Updated on March 8, 2017.
Maps showing regional differences among Americans are all the rage these days, such as this depiction of the contours of baseball fandom, or this one of the beers we're alleged to favor, or this showing the places in America where none of us lives, or this creative video/map showing where Americans use different words for common things such as soda.
For my money, one of the more interesting maps appearing recently came from the personal-finance website WalletHub. Analysts there set out to determine how states compare in terms of their reliance on federal funding.
The WalletHub analysts essentially asked how much each state receives back as a return on its federal income-tax investment. They compared the 50 states and the District of Columbia on three metrics: (1) federal spending per capita compared with every dollar paid in federal income taxes; (2) the percentage of a state’s annual revenue that comes from federal funding; and (3) the number of federal employees per capita. The third measure received only half the weight of each of the others in the calculation.
What the resulting map shows is that the most “dependent states,” as measured by the composite score, are Mississippi and New Mexico, each of which gets back about $3 in federal spending for every dollar they send to the federal treasury in taxes. Alabama and Louisiana are close behind.
If you look only at the first measure—how much the federal government spends per person in each state compared with the amount its citizens pay in federal income taxes—other states stand out, particularly South Carolina: The Palmetto State receives $7.87 back from Washington for every $1 its citizens pay in federal tax. This bar chart, made from WalletHub’s data, reveals the sharp discrepancies among states on that measure.
On the other side of this group, folks in 14 states, including Delaware, Minnesota, Illinois, Nebraska, and Ohio, get back less than $1 for each $1 they spend in taxes.
It’s not just that some states are getting way more in return for their federal tax dollars, but the disproportionate amount of federal aid that some states receive allows them to keep their own taxes artificially low. That’s the argument WalletHub analysts make in their 2014 report on best and worst states to be a taxpayer.
Part of the explanation for why southern states dominate the “most dependent” category is historical. During the many decades in the 20th century when the South was solidly Democratic, its congressional representatives in both the House and the Senate, enjoying great seniority, came to hold leadership positions on powerful committees, which they used to send federal dollars back to their home states in the form of contracts, projects, and installations.
Another part of the explanation is easier to discern. The reddest states on that map at the top—Mississippi, Alabama, Louisiana, New Mexico, Maine—have exceptionally high poverty rates and thus receive disproportionately large shares of federal dollars. Through a variety of social programs, the federal government disburses hundreds of billions of dollars each year to maintain a “safety net” intended to help the neediest among us. Consider, for example, the percentage of each state’s residents who get food stamps through the federal government’s SNAP program. This chart tells the story.
Another way of getting at the same point is to map the percentage of families in 2012 with incomes below the federal poverty level (according to the Census Bureau’s ACS five-year estimate). This map, made through Social Explorer, shows the data at the county level: The darker the shading, the higher the percentage of impoverished residents.
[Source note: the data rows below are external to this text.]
PR #524, opened 2026-07-25
Reject invalid UTF-8 coverage files

### LINKED ISSUE #504: Loading `.lcov` files with an encoding different than UTF-8 silently fails.
**Describe the bug**

Coverage loading from non-UTF-8 `.lcov` files silently fails and shows no coverage.
It might seem like non-UTF-8 `.lcov` files are a bit unlikely to occur in nature, but when doing `llvm-cov export ... > coverage.lcov` on Windows, the output file will not have UTF-8 encoding.

A workaround is to open the file and save it as UTF-8.

**To Reproduce**
Steps to reproduce the behaviour:
1. Save your `.lcov` file that's read by the extension with an encoding that's not UTF-8.
2. Try to visualize the coverage with this extension. Look at extension logs.

**Expected behaviour**
An error is signalled to the user that the coverage file could not be read.

**Screenshots**
No screenshots, but here are the logs when reading a file that's not UTF-8.
```
[1771233780941][coverageservice]: Loaded 1 data file(s)
[1771233780941][coverageservice]: Caching 0 coverage(s)
[1771233780941][coverageservice]: READY
[1771233780942][coverageservice]: RENDERING
[1771233780942][coverageservice]: READY
```

**Desktop (please complete the following information):**
 - OS: windows
 - Extension Version 2.14.0
 - VSCode Version 1.109.3

**Additional context**
N/A

yangfan-yf-yf:
## Issue

Fixes #504.

## Changes

Coverage files are now decoded as strict UTF-8. Previously, invalid bytes were replaced during decoding, which could make the LCOV parser produce an empty coverage result without reporting the encoding problem. Invalid input now stops loading and returns a path-specific error through the existing error path.

`ignoreBOM: true` preserves the previous behavior for UTF-8 files that start with a byte-order mark.

## Validation

- Added a regression test with invalid UTF-8 bytes.
- `MOCHA_GREP='FilesLoader Tests' npm test` — 5 passing.
- `npm run check-types`
- `npm run lint`
- `npm run compile`
- `git diff --check`


src/files/filesloader.ts
```diff
@@ -53,7 +54,14 @@ export class FilesLoader {
         return new Promise<string>((resolve, reject) => {
             readFile(path, (err, data) => {
                 if (err) { return reject(err); }
-                return resolve(data.toString());
+                try {
+                    return resolve(new TextDecoder(
+                        "utf-8",
+                        {fatal: true, ignoreBOM: true},
+                    ).decode(data));
```
ryanluker, line 61: This makes sense to me, just one question below.

Did you choose to include `ignoreBOM` as an extra nice addition?
https://developer.mozilla.org/en-US/docs/Web/API/TextDecoder/TextDecoder#ignorebom

**EDIT**
Never-mind, I saw you mentioned this in the PR body, makes sense!
> ignoreBOM: true preserves the previous behavior for UTF-8 files that start with a byte-order mark.

test/files/filesloader.test.ts
```diff
@@ -28,6 +28,27 @@ suite("FilesLoader Tests", () => {
 
     });
 
+    test("loadDataFiles rejects coverage data that is not valid UTF-8 @unit", async () => {
```
ryanluker, line 31: Thanks for adding a test, much appreciated!

ryanluker (approved):
Just a couple questions but looking pretty ready to merge, thanks for the contribution!

ryanluker:
@yangfan-yf-yf The failing macos build is fixed in another branch I am working on.
https://github.com/ryanluker/vscode-coverage-gutters/pull/526

Issue #1212, opened 2020-06-29
goal clerk compile accepts programs that jumps after last instruction


fabrice102:
### Subject of the issue

If a program jumps to a label at the end of the program after which there is no instruction, `algod` will reject the program systematically. However, `goal clerk compile` does compile the program without issue.

See also https://github.com/algorand/pyteal/issues/5

### Your environment
* Software version: `algod -v`

```
8589934599
2.0.7.dev [HEAD] (commit #7b6d4d47)
go-algorand is licensed with AGPLv3.0
source code available at https://github.com/algorand/go-algorand
```

* Node status if applicable: `goal node status`

```
Last committed block: 7680192
Time since last block: 3.7s
Sync Time: 0.0s
Last consensus protocol: https://github.com/algorandfoundation/specs/tree/e5f565421d720c6f75cdd186f7098495caf9101f
Next consensus protocol: https://github.com/algorandfoundation/specs/tree/e5f565421d720c6f75cdd186f7098495caf9101f
Round for next consensus protocol: 7680193
Next consensus protocol supported: true
Last Catchpoint: 7680000#UINZMCTITNOSEMF2I2CTBRHHBK7CNCPJYWPSWJ7WRNZ5ABGXTQLA
Genesis ID: testnet-v1.0
Genesis hash: SGO1GKSzyE7IEPItTxCByw9x8FmnrCDexi9/cOUJOiI=
```

* Operating System details. macOS

### Steps to reproduce

Create a file `basic.teal`:

```
int 1
bnz l
l:
```

And run:
```bash
$ goal clerk compile basic.teal
basic.teal: ZV47DPGNBFFHWBNSI3WDA4RH5LCWIVTTZKJAP45DCCXR5J5ZOFJH7RCICU

$ goal clerk send --from-program basic.teal --to GCBRBIIMS7IVTHC3Y7ML6WAGGPK4L3LVSHDWXPTMD5YO2E7CFWNN5X2KOE --amount 10
Couldn't broadcast tx with algod: HTTP 400 Bad Request:   8 bnz target beyond end of program

$ goal clerk compile -D basic.teal.tok
// version 1
intcblock 1
intc_0
bnz label1
```

### Expected behaviour

`goal clerk compile` and `algod` should both either accept or reject the program.

### Actual behaviour

`goal clerk compile` accepts while `algod` rejects.

Decompilation also uses a non-existing label `label1`.

algorandskiy:
[...]

PR #1295, opened 2020-07-23
TEAL: assembler error on branching behind last instruction

algorandskiy:
## Summary

* TEAL v1 does not allow such program, so make assembler compatible
* TEAL v2 permits the mentioned behavior

## Test Plan

Added new test to validate v1 and v2 behavior

## Notes

1. Fixed disassembly listing for such programs - no unknown labels anymore
2. Switched some asm tests to `t.Parallel()`

### DIFF
--- a/data/transactions/logic/assembler.go
+++ b/data/transactions/logic/assembler.go
@@ -1072,6 +1072,16 @@ func (ops *OpStream) assemble(fin io.Reader) error {
 		err := fmt.Errorf("unknown opcode %v", opstring)
 		return lineErr(ops.sourceLine, err)
 	}
+
+	// backward compatibility: do not allow jumps behind last instruction in TEAL v1
+	if ops.Version <= 1 {
+		for label, dest := range ops.labels {
+			if dest == ops.Out.Len() {
+				return fmt.Errorf(":%d label %v is too far away", ops.sourceLine, label)
+			}
+		}
+	}
+
 	// TODO: warn if expected resulting stack is not len==1 ?
 	return ops.resolveLabels()
 }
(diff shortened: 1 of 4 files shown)


algorandskiy:
Fix for #1212

data/transactions/logic/assembler.go
```diff
@@ -1298,6 +1308,17 @@ func (dis *disassembleState) putLabel(label string, target int) {
 	dis.pendingLabels[target] = label
 }
 
+func (dis *disassembleState) outputLabelIfNeeded() error {
```
tsachiherman, line 1311: nit: coding style - 
```go
func (dis *disassembleState) outputLabelIfNeeded() (err error) {
 	if label, hasLabel := dis.pendingLabels[dis.pc]; hasLabel {
 		_, err := fmt.Fprintf(dis.out, "%s:\n", label)
 	}
 	return
 }
```

data/transactions/logic/assembler.go
```diff
@@ -1072,6 +1072,16 @@ func (ops *OpStream) assemble(fin io.Reader) error {
 		err := fmt.Errorf("unknown opcode %v", opstring)
 		return lineErr(ops.sourceLine, err)
 	}
+
+	// backward compatibility: do not allow jumps behind last instruction in TEAL v1
+	if ops.Version <= AssemblerDefaultVersion {
```
brianolson, line 1077: Shouldn't this simply be `<= 1`

brianolson: `AssemblerDefaultVersion` will change, but we want to pin this at <=1

algorandskiy: done

data/transactions/logic/assembler.go
algorandskiy: done

algorandskiy:
Fixed `TestBackwardCompatAssemble` a bit to extend the test beyond v2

You can go here to see an interactive version of this map that enables you to scroll your cursor over counties and get pop-up information showing the percentages for any specific county. You can also change the map view, showing the data at different levels, ranging from states all the way down to individual census block groups. (To see the mapped data at sub-county levels, you have to zoom way in to particular areas.)
There are various ways of thinking about what WalletHub’s “state dependency” map tells us. One approach is to shine light on the red-states-as-takers paradox: Dominated by Republican voters who profess their distaste for the federal government and its social programs, these are the very states that rank highest on the dependency index. That, for example, is how Business Insider handled the story:
Who really benefits from government spending? If you listen to Rush Limbaugh, you might think it was those blue states, packed with damn hippie socialist liberals, sipping their lattes and providing free abortions for bored, horny teenagers. ...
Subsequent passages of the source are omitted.